In the end, the big-picture issues are resolved, a sort of peace is achieved between everyone in the town, and Kai promises to remain a part of the island even as she returns to shore. It is a happy ending for a game intensely about the lingering impact of trauma and the challenges of living in a small town and left me feeling strangely melancholy as I look out at my town, so broken and toxic by comparison.
Mutazione is about small-town life, but it’s a small town as couldn’t be known in the US. It exists post and outside the reach of capitalism, climate change, and bigotry. The biome can be fixed; relationships can be mended. The broad institutional issues which have decimated small towns across the US can’t reach Mutazione (in fact, the outer world makes a point not to even try). It has been forgotten by the colonialist scientists who once sought to harvest its resources, by industrialism which now exists only as an abandoned shopping mall. Life on Mutazione isn’t perfect, but it feels fixable.
When I look at my small town all I see are Olive Gardens. I see people acting out community but being unable or unwilling to fix structural issues. I see insularity rather than warmth, selfishness in place of solidarity. I am just one person in one town but the forces which created this place - imperialism, colonialism, murder, money - remain alive and stretch across this entire country.
That isn’t to say nothing is happening here. The work of mutual aid groups, especially in the wake of Covid-19 and the ongoing protests, has been remarkable and is incredibly important. But as they stand these are stop-gap efforts to survive under a government that would prefer we die quietly. Supplies will run out. We’ll lose our energy. Autonomous zones will be consumed back into the national hegemony. This model of community is unsustainable because the infrastructure around it is unsustainable, and I don’t know how to dismantle that infrastructure when it’s also the only thing keeping me housed and fed.
So when I look at the photo taken at the end of Mutazione - every character in the game squeezing into the frame, their disagreements resolved, the environment restored - I see a version of life that feels unattainable. I can go on YouTube and see every Olive Garden ad that’s ever run but I can’t bring back the trees use to build its restaurants.

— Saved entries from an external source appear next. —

PR #1173, opened 2024-09-19
optimize DivRem

Hecate2:
Using MOD instead of l-l/r*r
Original implementation check and throw when the remainder overflows. However it is impossible for the remainder to overflow, because
```python
if MinValue < 0
  abs(remainder) < abs(MinValue)
if MinValue == 0
  0 < remainder < MaxValue
```
Therefore I cancelled the check.
But it is possible for the quotient to overflow in a single case, when the allowed range is [-128, 127] and I call DivRem(-128, -1). I did not check and throw in this case, because it is rare and expensive, and the original implementation did not check it.


Jim8y:
@Hecate2 please fix conflict

src/Neo.Compiler.CSharp/MethodConvert/System/SystemCall.BigInteger.cs
```diff
@@ -488,21 +488,22 @@ private static void HandleMathBigIntegerDivRem(MethodConvert methodConvert, Sema
...
         // Perform division
-        methodConvert.AddInstruction(OpCode.DUP);
-        methodConvert.AddInstruction(OpCode.ROT);
-        methodConvert.AddInstruction(OpCode.TUCK);
-        methodConvert.AddInstruction(OpCode.DIV);
+        methodConvert.AddInstruction(OpCode.DUP); // r, l, l
+        methodConvert.Push(2);
+        methodConvert.AddInstruction(OpCode.PICK);// r, l, l, r
+        methodConvert.AddInstruction(OpCode.DIV);  // r, l, l/r
+        // TODO: for types that is restricted by range, check l/r <= MaxValue
```
Jim8y, line 497: Are you going to work on this todo？

Hecate2: No. I think we can just allow overflow.

Jim8y: Will this be the same as C# behavior?

Jim8y: then can you please explain this as comment where others can learn.

Hecate2: > then can you please explain this as comment where others can learn.

Done

shargon (approved):

Jim8y (approved):

PR #1177, opened 2024-09-24
generate basic block jumps from coverage; enhance basic block analysis for contracts with NOP

Hecate2:
I found it wrong to generate basic block jumping graphs with only the last instruction of each block. The graph has to be generated from `InstructionCoverage`. This PR also enhances reentrancy analyzer.


shargon (approved):

Hecate2:
I think it still has problem in basic block tests. Yet the exceptions were catched in tests.

Hecate2:
I got the reason and the fix. Basic block analyzer does not consider jump targets that are not covered. We need to optimize the nef with RemoveUncoveredInstructions before running basic block tests.

shargon (approved):

Jim8y (approved):

PR #1178, opened 2024-09-24
Optimize BigInteger.Parse

shargon:
Now it cost less than 50% if the argument is a constant


src/Neo.Compiler.CSharp/MethodConvert/System/SystemCall.BigInteger.cs
```diff
@@ -170,7 +170,25 @@ private static void HandleBigIntegerToByteArray(MethodConvert methodConvert, Sem
...
+            if (arguments.Count == 1 && arguments[0] is ArgumentSyntax { NameColon: null } arg)
+            {
+                // Optimize call when is a constant string
+
+                Optional<object?> constant = model.GetConstantValue(arg.Expression);
+
+                if (constant.HasValue && constant.Value is string strValue && BigInteger.TryParse(strValue, out var bi))
+                {
+                    // Insert a sequence point for debugging purposes
+                    using var sequence = methodConvert.InsertSequencePoint(arg.Expression);
```
Jim8y, line 183: just  a question, when should we insert the point?

Jim8y (approved):

Jim8y:
amazing, nice work.

src/Neo.Compiler.CSharp/MethodConvert/System/SystemCall.BigInteger.cs
shargon: when you want to add the syntax to debug.info, more sequence points, will reference better the source with the nef, so debuggers or coverage will be better

PR #1184, opened 2024-09-29
[Compiler] fix object creation

Jim8y:
This pr fix the problem that we can not create Map or List object with initializer. 

The reason of this is that Map and List has no explicitly defined Property.


tests/Neo.Compiler.CSharp.TestContracts/Contract_PropertyMethod.cs
```diff
@@ -13,15 +17,44 @@ public static void testProperty2()
...
+        {
+            1, 2, 3, 4, 5
+        };
+    }
+
     public class Person
     {
         public string Name { get; set; }
-        public int Age { get; }
+        public int Age { get; set; }
```
shargon, line 48: We remove the test without the setter

tests/Neo.Compiler.CSharp.TestContracts/Contract_PropertyMethod.cs
```diff
@@ -1,3 +1,7 @@
+
```
shargon, line 1:
```suggestion
```

tests/Neo.Compiler.CSharp.TestContracts/Contract_PropertyMethod.cs
Jim8y: i dont get that?

shargon: This ensure that a peoperty without set, initialized in the constructor works

tests/Neo.Compiler.CSharp.UnitTests/UnitTest_Property_Method.cs
```diff
@@ -1,7 +1,10 @@
+using System;
 using Microsoft.VisualStudio.TestTools.UnitTesting;
 using Neo.SmartContract.Testing;
 using Neo.VM.Types;
 using System.Numerics;
+using Akka.Util.Internal;
```
shargon, line 6:
```suggestion
```
It's required?

shargon (approved):

PR #1187, opened 2024-09-30
[Compiler] add fix nep

Jim8y:
This pr adds some newly added NEP standards, and also updated the NEP checking error message.

I find it very long and hard to review, so i will only do NEP11 error message update in this pr, other updte will be in other coming prs.


src/Neo.SmartContract.Framework/NEPStandard.cs
```diff
@@ -23,19 +23,34 @@ public enum NepStandard
...
+        // NEP-30: Contract witness verification callback
+        // This standard defines a method that contracts can implement to allow their addresses
+        // to be used as transaction signers and pass witness checks in other code.
+        // It enables contracts to act as transaction senders, covering fees from their GAS balance,
+        // and to be verified in contexts like NEP-17 transfers.
+        // The 'verify' method is automatically called during transaction verification with the Verification trigger.
+        // Defined at https://github.com/neo-project/proposals/blob/master/nep-30.mediawiki
+        Nep30,
+        // This is the nickname of NEP-30.
+        Withdrawable
```
shargon, line 53: Maybe we should use Nep30, without the nickname

src/Neo.SmartContract.Framework/Interfaces/IWithdrawable.cs
```diff
@@ -19,7 +19,8 @@ namespace Neo.SmartContract.Framework.Interfaces;
 public interface IWithdrawable
```
shargon, line 19: I think that we should remove it and use only INEP30

src/Neo.SmartContract.Framework/NEPStandard.cs
Jim8y: withdrwable is being used before nep30 is defined, and i believe it is more readable than nep30. and moat importantly, it will not cause any coding problem to the contract.

src/Neo.SmartContract.Framework/Interfaces/IWithdrawable.cs
Jim8y: done, removed

shargon (approved):

PR #1189, opened 2024-10-02
reentrancy analyzer test

Hecate2:


shargon (commented):
It doesn't check if the method has the attribute

Hecate2:
> It doesn't check if the method has the attribute

The analyzer intakes .nef file instead of source code, and is unable to be aware of the `[NoReentrant]` attribute for now.

Jim8y:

I can take my white family out for dinner, but I can’t restore the gentrified community that was pushed out to build more suburbs.
Mutazione imagines a beautiful and complex life founded on a small, self-sustaining community and a respect for the natural world. It is charming and warm but also plain about the challenges of sustaining a community like this. It reckons with the contradictions of colonialist greed and asks if things couldn’t be rebuilt without hierarchies and violence. I have been wondering that a lot as I’ve watched the US destroy itself over the last few months/years. I wish I was as sure as Kai about the answer.
Mutazione is available now for Windows, Mac, Linux, Playstation 4, and iOS. I played it to completion on PC.